Soil nutrient effects on oviposition preference, larval performance, and chemical defense of a specialist insect herbivore

Kathleen L. Prudic, Jeffrey C. Oliver, M. Deane Bowers

Research output: Contribution to journalArticlepeer-review

88 Scopus citations

Abstract

This study examined the effects of increased leaf nitrogen in natural host-plants (Plantago spp.) on female oviposition preference, larval performance, and larval chemical defense of the butterfly Junonia coenia. Increased availability of soil nutrients caused the host-plant's foliar nitrogen to increase and its chemical defense to decrease. Larval performance did not correlate with increases in foliar nitrogen. Larval growth rate and survival were equivalent across host-plant treatments. However, larvae raised on fertilized host-plants showed concomitant decreases in chemical defense as compared to larvae reared on unfertilized host-plants. Since most butterfly larvae cannot move long distances during their first few instars and are forced to feed upon the plant on which they hatched, J. coenia larval chemical defense is determined, in large part, by female oviposition choice. Female butterflies preferred host-plants with high nitrogen over host-plants with low nitrogen; however, this preference was also mediated by plant chemical defense. Female butterflies preferred more chemically defended host-plants when foliar nitrogen was equivalent between host-plants. J. coenia larvae experience intense predation in the field, especially when larvae are not chemically well defended. Any qualitative or quantitative variation in plant allelochemical defense has fitness consequences on these larvae.

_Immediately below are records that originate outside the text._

PR #155, opened 2022-12-28
AA-94 update keccak rules.

drortirosh:
seems that allowing keccak(X||OWN) opens an attack surface (shared storage between accounts)
rule 3 alone is enough to access balances and allowances of 2 entitys (paymaster and account) - which is OK.
added also slot+offset

### DIFF
--- a/eip/EIPS/eip-4337.md
+++ b/eip/EIPS/eip-4337.md
@@ -313,9 +313,9 @@ In solidity, this includes all storage of the contract itself, and any storage o
 An address `A` is associated with:
 1. Slots of contract `A` address itself.
 2. Slot `A` on any other address.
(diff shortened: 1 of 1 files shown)


yoavw (commented):
LGTM.
After the release we should reach out to zksync to alert them of the potential vulnerability.  Not urgent because they [haven't implemented](https://v2-docs.zksync.io/dev/developer-guides/aa.html#building-custom-accounts) these rules yet:

`The verification rules are not fully enforced right now. Even if your custom account works right now, it might stop working in the future if it does not follow the rules below.`

We should also implement this rule in the reference bundler and add tests for accessing balances, allowances (from a staked paymaster), and a struct.  They should all work.  And then tests for accessing +129 and multi-level mapping, which should fail.

yoavw (approved):

PR #158, opened 2023-01-01
fix comment:uint112 is 10^15 eth rather than 2^15

arc0035:
uint112 can hold type(uint112).max / 10**18 = 5192296858534827 eth, which is 10^15, rather than 2^15


yoavw (approved):
Right

drortirosh:
thanks. already pushed in through another PR (can't merge this directly, because even this minor chnage affect gas usage..)

PR #159, opened 2023-01-01
AA-99 time range

drortirosh:


contracts/core/BaseAccount.sol
```diff
@@ -16,9 +16,20 @@ import "../interfaces/IEntryPoint.sol";
 abstract contract BaseAccount is IAccount {
     using UserOperationLib for UserOperation;
 
-    //return value in case of signature failure.
+    //return value in case of signature failure, with no time-range.
+    // equivalent to packSigTimeRange(true,0,0);
     uint256 constant internal SIG_VALIDATION_FAILED = 1;
 
+    /**
+     * helper to pack the return valid for validateUserOp
```
shahafn: "return value" not "return valid"

contracts/core/EntryPoint.sol
```diff
@@ -260,7 +260,9 @@ contract EntryPoint is IEntryPoint, StakeManager {
         address factory = initCode.length >= 20 ? address(bytes20(initCode[0 : 20])) : address(0);
         StakeInfo memory factoryInfo = getStakeInfo(factory);
 
-        ReturnInfo memory returnInfo = ReturnInfo(outOpInfo.preOpGas, outOpInfo.prefund, deadline, paymasterDeadline, getMemoryBytesFromOffset(outOpInfo.contextOffset));
+        bool sigFailed = uint8(deadline | paymasterDeadline) != 0;
+        //TODO: extract validBefore, not only validAfter
```
shahafn: Todo when?

contracts/core/EntryPoint.sol
```diff
@@ -397,29 +396,52 @@ contract EntryPoint is IEntryPoint, StakeManager {
...
+        // solhint-disable-next-line not-rely-on-time
+        outOfTimeRange = block.timestamp > validUntil || block.timestamp < validFrom;
+    }
+
+    //extract sigFailed, validFrom, validUntil.
+    // also convert zero validUntil to type(uint64).max
+    function _parseSigTimeRange(uint sigTimeRange) internal pure returns (bool sigFailed, uint64 validFrom, uint64 validUntil) {
+        sigFailed = uint8(sigTimeRange) != 0;
+        // subtract one, to explicitly treat zero as max-value
+        validUntil = uint64(int64(int(sigTimeRange >> 8) - 1));
```
yoavw, line 434: Nice casting trick to hide the underflow without "unchecked" :)
Maybe one day Solidity will start catching casts of negative ints to uints, and our tests will catch it.

contracts/test/TestExpiryAccount.sol
```diff
@@ -22,17 +22,18 @@ contract TestExpiryAccount is SimpleAccount {
         addTemporaryOwner(anOwner, type(uint256).max);
     }
 
-    function addTemporaryOwner(address owner, uint256 deadline) public onlyOwner {
-        ownerDeadlines[owner] = deadline;
+    function addTemporaryOwner(address owner, uint256 sigTimeRange) public onlyOwner {
+        ownerDeadlines[owner] = sigTimeRange;
```
yoavw: It's no longer ownerDeadlines, but time range.

test/entrypoint.test.ts
```diff
@@ -1009,7 +1008,7 @@ describe('EntryPoint', function () {
             paymasterAndData: hexConcat([paymaster.address, expireTime])
           }, ethersSigner, entryPoint)
           const ret = await entryPoint.callStatic.simulateValidation(userOp).catch(simulationResultCatch)
-          expect(ret.returnInfo.paymasterDeadline).to.eql(now - 60)
+          expect(ret.returnInfo.validUntil).to.eql(now - 60 - 1)
```
yoavw, line 1010: We have tests for expiration `validUntil` for both Account and Paymaster, but no tests for `validAfter` for either, as far as I can tell.  Or a test that includes both for that matter (an op that becomes valid in a future block, and invalid in a later block).

yoavw (commented):
Left comments.  I think we lack tests for validAfter and for a combination of (validBefore,validAfter).

contracts/test/TestExpiryAccount.sol
drortirosh: yes, this test only checks for deadline, not for validAfter, so ownerDeadlines is ok, but sigTimeRange is wrong (it should be "deadline"
another test will check for validAfter, since it is not this use-case

test/entrypoint.test.ts
drortirosh: yes, I need to add an explicit test for validAfter.

contracts/core/BaseAccount.sol
drortirosh: fixed.

contracts/core/EntryPoint.sol
drortirosh: removed

yoavw:
@drortirosh I reviewed the new tests.  Looks good, but as far as I can tell we're only testing simulation, not attempting an actual `handleOps` with an out-of-time-range UserOp.  Shouldn't we have one to ensure that it behaves similarly to `simulateValidation`?

yoavw (approved):

PR #163, opened 2023-01-02
AA-101: validate gasLimit to leave more than callGasLimit  to call

drortirosh:


contracts/core/EntryPoint.sol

Thus, these results indicate that females may be making sub-optimal oviposition decisions under a nutrient-enriched regime, when predators are present. Given the recent increase in fertilizer application and nitrogen deposition on the terrestrial landscape, these interactions between female preference, larval performance, and larval chemical defense may result in long-term changes in population dynamics and persistence of specialist insects.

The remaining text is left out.